Well if i cant get any hits on my 650 i might call my dealer about trade in on a 1000 mp. What do ya'll think?


----------



## Polaris425 (Dec 16, 2004)

Sounds like a plan to me :rockn: lol


----------



## 650Brute (Dec 18, 2008)

DO IT!!!!!!!!!!

It's only Money:rockn:


----------



## 850PoPo (Oct 28, 2009)

Well that came out easy...lol 
That's got me in trouble couple times.


----------



## supermanjrp (Aug 25, 2009)

lol. if he will work with me next time im home there will be a 1000 mp at the house. After seeing one in person its not a want anymore its a need.


----------



## 850PoPo (Oct 28, 2009)

They look very powerful I was looking at utube one day and I typed in silverback I believe and a video pop up of a 1000 with them one it and he was doing burn outs and white smoking donuts in a parking lot...


----------



## supermanjrp (Aug 25, 2009)

yea they are. gonna be my new race bike.


----------



## Bootlegger (Dec 18, 2008)

Oh Yeah....I would do it!

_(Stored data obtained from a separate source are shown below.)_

PR #454, opened 2021-05-28
Propagate cancellation to the client if server is unavailable

### LINKED ISSUE #437: Cancel activity context on service not being reachable
## Expected Behavior
Activity context is canceled (Done channel is closed) if it cannot reach the service for the duration of the heartbeat timeout.

## Actual Behavior
The error is logged and a new heartbeat is issued after the heartbeat timeout. This can create problems as the activity cannot rely on being notified about issues after the heartbeat timeout interval.

## Relevant forum post

https://community.temporal.io/t/best-practices-for-long-running-activities/934/6

vitarb:
Fix #437 (minus tests) by making `Unavailable` and other transient errors being propagated as a cancelation to the client code.
I've double checked using cancellation sample that this is indeed an error returned when the server goes down.
Adding an integration test for this scenario is a little tricky though.
I've also changed `cancelHandler` to be invoked on all transient errors that's been retried for the duration of heartbeat timeout.

### DIFF
--- a/internal/internal_task_handlers.go
+++ b/internal/internal_task_handlers.go
@@ -1670,7 +1670,7 @@ func (i *temporalInvoker) internalHeartBeat(ctx context.Context, details *common
 	ctx, cancel := context.WithTimeout(ctx, timeout)
 	defer cancel()
 
-	err := recordActivityHeartbeat(ctx, i.service, i.metricsScope, i.identity, i.taskToken, details)
+	err := recordActivityHeartbeat(ctx, i.service, i.identity, i.taskToken, details)
 
 	switch err.(type) {
 	case *CanceledError:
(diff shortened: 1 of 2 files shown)


internal/internal_task_handlers.go
```diff
@@ -1670,15 +1670,15 @@ func (i *temporalInvoker) internalHeartBeat(ctx context.Context, details *common
...
+	err := recordActivityHeartbeat(ctx, i.service, i.identity, i.taskToken, details)
 
 	switch err.(type) {
 	case *CanceledError:
 		// We are asked to cancel. inform the activity about cancellation through context.
 		i.cancelHandler()
 		isActivityCanceled = true
 
-	case *serviceerror.NotFound, *serviceerror.NamespaceNotActive:
+	case *serviceerror.NotFound, *serviceerror.NamespaceNotActive, *serviceerror.Unavailable:
```
vitarb, line 1681: This is an actual change.

internal/internal_task_handlers.go
```diff
@@ -1683,10 +1683,19 @@ func (i *temporalInvoker) internalHeartBeat(ctx context.Context, details *common
 		// later when we have setter on cancel handler.
 		i.cancelHandler()
 		isActivityCanceled = true
+	case nil:
+		// No error, do nothing.
+	default:
+		// Transient errors are getting retried for the duration of the heartbeat timeout.
```
Sushisource, line 1689:
```suggestion
		// Transient errors are retried for the duration of the heartbeat timeout.
```

Sushisource (approved):

PR #455, opened 2021-06-03
Aggregated request metrics and retry mechanism refactoring

### LINKED ISSUE #442: Reported Metrics around availability include initial retry failures even if final call succeeds
## Expected Behavior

They are NICE!!!!!!!!!!!!!!!!!!!!!!!!!!


----------



## 08GreenBrute (Jul 13, 2009)

yea there nice but there very large in size i don't think they the fit in a truck bed but then again half the guys on here's brutes wont either


----------



## supermanjrp (Aug 25, 2009)

It will fit back there with tailgate down. Lol


----------



## Bootlegger (Dec 18, 2008)

Yep the Mud Pro 1000 has the TRV frame....which is nice...the longer the better. Its a great advantage when racing....well unless you have one and your a racer...then you won't admit it is...LOL!!


----------



## supermanjrp (Aug 25, 2009)

Lol what are u talking bout mark. U and ur crazy talk advantage. It's only a advantage in deep pits lol.


----------